Constructing Reference Sets from Unstructured, Ungrammatical Text

Vast amounts of text on the Web are unstructured and ungrammatical, such as classified ads, auction listings, forum postings, etc. We call such text “posts.” Despite their inconsistent structure and lack of grammar, posts are full of useful information. This paper presents work on semi-automatically building tables of relational information, called “reference sets,” by analyzing such posts directly. Reference sets can be applied to a number of tasks such as ontology maintenance and information extraction. Our reference-set construction method starts with just a small amount of background knowledge, and constructs tuples representing the entities in the posts to form a reference set. We also describe an extension to this approach for the special case where even this small amount of background knowledge is impossible to discover and use. To evaluate the utility of the machine-constructed reference sets, we compare them to manually constructed reference sets in the context of reference-set-based information extraction. Our results show the reference sets constructed by our method outperform manually constructed reference sets. We also compare the reference-set-based extraction approach using the machine-constructed reference set to supervised extraction approaches using generic features. These results demonstrate that using machine-constructed reference sets outperforms the supervised methods, even though the supervised methods require training data.

💡 Research Summary

The paper tackles the problem of extracting structured relational information from the massive amount of unstructured, often ungrammatical text that populates the Web—classified ads, auction listings, forum posts, and similar “posts.” Traditional information‑extraction pipelines rely on well‑formed sentences, extensive hand‑crafted rules, or large labeled training sets, all of which are ill‑suited for this noisy domain. The authors propose a semi‑automatic method for building “reference sets,” i.e., tables of entities and their hierarchical relationships, directly from such posts with only a tiny amount of background knowledge as a seed.

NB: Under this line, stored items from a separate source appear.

PR #687, opened 2020-06-26
Switch to bb8

### LINKED ISSUE #669: [spanner] Make DbPool fully async
Spanner's pool `get` still goes through a threadpool. It could potentially be a source of "clogged" connections when the server's overloaded. We saw similar "clogging" under overloaded conditions when all Db calls went through a thread pool.

Take a scenario where there's slowness/hiccups between syncstorage and Spanner:

- actix-threadpool defaults to a size of num_cpus * 5 (e.g. 40)
- we have a larger DB_POOL_MAX_SIZE (e.g. a value of 300)
- syncstorage-rs is overloaded with a large number of pending pool `get` requests

The threadpool could potentially "backup" with pending requests, impart because we're overloaded w/ requests (> 300 at a time) and also impart due to Spanner taking a long time to respond to the Pool's `is_valid` calls.

The tasks "backed up" in the threadpool may become stale (that is their corresponding db connection may become stale) by the time they are actually gotten to and ran by the threadpool.

Mcat12:
## Description

Updates spanner DB pool to use bb8, an async version of r2d2.

## Testing

All tests pass. Should also run an instance under load test to verify.

## Issue(s)

Closes #669


src/db/mod.rs
```diff
@@ -59,10 +61,11 @@ pub const BATCH_LIFETIME: i64 = 2 * 60 * 60 * 1000; // 2 hours, in milliseconds
 /// DbPools' worker ThreadPool size
 pub const DB_THREAD_POOL_SIZE: usize = 50;
 
-type DbFuture<T> = LocalBoxFuture<'static, Result<T, ApiError>>;
+type DbFuture<'a, T> = LocalBoxFuture<'a, Result<T, ApiError>>;
 
+#[async_trait(?Send)]
 pub trait DbPool: Sync + Send + Debug {
```
Mcat12, line 67: We can revert this back to `#[async_trait]` (adds back Send to the returned future)

src/db/spanner/manager.rs
```diff
@@ -16,29 +18,42 @@ use crate::{
 
 const SPANNER_ADDRESS: &str = "spanner.googleapis.com:443";
 
-pub struct SpannerConnectionManager {
+pub struct SpannerConnectionManager<T> {
```
Mcat12, line 21: This generic isn't used; it can be safely removed.

src/db/transaction.rs
```diff
@@ -0,0 +1,146 @@
...
+
+pub struct DbTransactionPool {
+    pool: Box<dyn DbPool>,
+    lock_collection: Option<params::LockCollection>,
+    is_read: bool,
+    tags: Tags,
+}
+
+impl DbTransactionPool {
+    pub async fn transaction<'a, A, F>(&'a self, action: A) -> Result<HttpResponse, Error>
```
Mcat12, line 26: We should probably document this struct and function

src/db/transaction.rs
```diff
@@ -0,0 +1,146 @@
...
+        async move {
+            let no_agent = HeaderValue::from_str("NONE")
+                .expect("Could not get no_agent in DbTransactionPool::from_request");
+            let useragent = req
+                .headers()
+                .get("user-agent")
+                .unwrap_or(&no_agent)
+                .to_str()
+                .unwrap_or("NONE");
+            info!(">>> testing db middleware"; "user_agent" => useragent);
```
Mcat12, line 91: This code was moved from the DB middleware, so some of these messages should be updated.

src/web/middleware/db.rs
```diff
@@ -16,6 +16,7 @@ use crate::web::middleware::sentry::{queue_report, report};
 use crate::web::{
```
Mcat12, line 16: This middleware is no longer part of the project, so the file can be deleted. Most of the code has been moved into `DbTransactionPool`.

src/web/middleware/mod.rs
```diff
@@ -1,4 +1,4 @@
-pub mod db;
+// pub mod db;
```
Mcat12, line 1: We can fully delete the module now.

src/web/extractors.rs
```diff
@@ -758,15 +753,12 @@ impl FromRequest for CollectionPostRequest {
...
-                    CollectionParam,
-                    BsoQueryParams,
-                    BsoBodies,
-                )>::from_request(&req, &mut payload)
-                .await?;
+
+            let user_id = HawkIdentifier::from_request(&req, &mut payload).await?;
+            let collection = CollectionParam::from_request(&req, &mut payload).await?;
+            let query = BsoQueryParams::from_request(&req, &mut payload).await?;
+            let mut bsos = BsoBodies::from_request(&req, &mut payload).await?;
```
Mcat12, line 760: This change (and there's one other instance) can be mostly reverted, since the DB is no longer one of the extractors. This change was made because the DB extractor was not `'static`, while the impl for the tuple of extractors required `'static`.

src/web/middleware/mod.rs
```diff
@@ -38,3 +39,22 @@ impl SyncServerRequest for ServiceRequest {
         HawkIdentifier::extrude(self, &method.as_str(), &self.uri(), &ci, &state, Some(tags))
     }
 }
+
+impl SyncServerRequest for HttpRequest {
+    fn get_hawk_id(&self) -> Result<HawkIdentifier, Error> {
```
Mcat12, line 44: This should be de-duplicated with the impl for `ServiceRequest`, if possible.

src/web/middleware/precondition.rs
```diff
@@ -76,140 +76,123 @@ where
...
-                    sreq.into_response(
+                    ));
+                }
+            };
+
+            let (req, payload) = sreq.into_parts();
+            let db_pool = extrude_db_pool(&req).await?;
+            let edb = db_pool.get().await.map_err(Error::from);
+            let sreq = ServiceRequest::from_parts(req, payload)
+                .unwrap_or_else(|_| panic!("TODO: this should never happen"));
```
Mcat12, line 129: This is a bit iffy, probably better to manually extract the DB pool from state. `ServiceRequest::from_parts` panics if there is more than one copy of the request (shouldn't happen with this code, but is a liability).

fzzzy:
These are all great comments about things to clean up; what do you think about creating a new issue for each individual chunk of cleanup? We can mark them as Good First Bug and come through and take them out whenever we have some downtime and need a bug that is a `1` difficulty.

fzzzy:
Superseded by https://github.com/mozilla-services/syncstorage-rs/pull/692

Mcat12:
Opened #693, #694, #695, #696, #697, and #698 to handle the review comments.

The core of the approach is a seed‑driven expansion algorithm. A domain expert supplies a small list of seed terms (e.g., brand names, product categories). The system first preprocesses the raw posts (HTML stripping, tokenization, POS tagging) and extracts noun phrases that could denote entities. It then constructs a term‑document matrix capturing co‑occurrence frequencies between seeds and candidate phrases, applies TF‑IDF weighting to down‑play ubiquitous terms, and computes cosine similarity scores. Candidates whose similarity to a seed exceeds a configurable threshold are attached to that seed, forming a parent‑child relationship. By iterating this process, a hierarchical tree emerges: the root represents the broad domain (e.g., “smartphones”), intermediate nodes are brands (e.g., “Apple”), and leaves are specific models (e.g., “iPhone 6”). Synonyms and orthographic variants are merged to improve coverage.

Recognizing that in some domains no reliable seed list may exist, the authors also describe a fallback “pattern‑based” strategy. Here, regular expressions and high‑frequency n‑grams are mined to propose provisional seeds, which are then fed into the same expansion pipeline. To combat noise, the system enforces a minimum document frequency, filters out strings that are too short or contain excessive non‑alphabetic characters, and uses Levenshtein distance to collapse near‑duplicate entries.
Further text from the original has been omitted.